| WHAT YOU SHOULD DO |
Restate the records exactly. Include all of them.

________________________________________

PR #1010, opened 2022-10-11
Add support for following symlinks

RickyGrassmuck:
### Description:
Add support for optionally following symlinked files, resolves https://github.com/zricethezav/gitleaks/issues/934

### Checklist:


RickyGrassmuck:
The failures look like they are all caused by my addition of a private key in the testdata for use in the symlink detection tests. I'm assuming there needs to be exceptions added to prevent these tests from triggering but I'm not sure how or if that is even something I would be able to handle.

________________________________________

| ANSWER TO THE PROBLEM |
PR #1010, opened 2022-10-11
Add support for following symlinks

RickyGrassmuck:
### Description:
Add support for optionally following symlinked files, resolves https://github.com/zricethezav/gitleaks/issues/934

### Checklist:


RickyGrassmuck:
The failures look like they are all caused by my addition of a private key in the testdata for use in the symlink detection tests. I'm assuming there needs to be exceptions added to prevent these tests from triggering but I'm not sure how or if that is even something I would be able to handle.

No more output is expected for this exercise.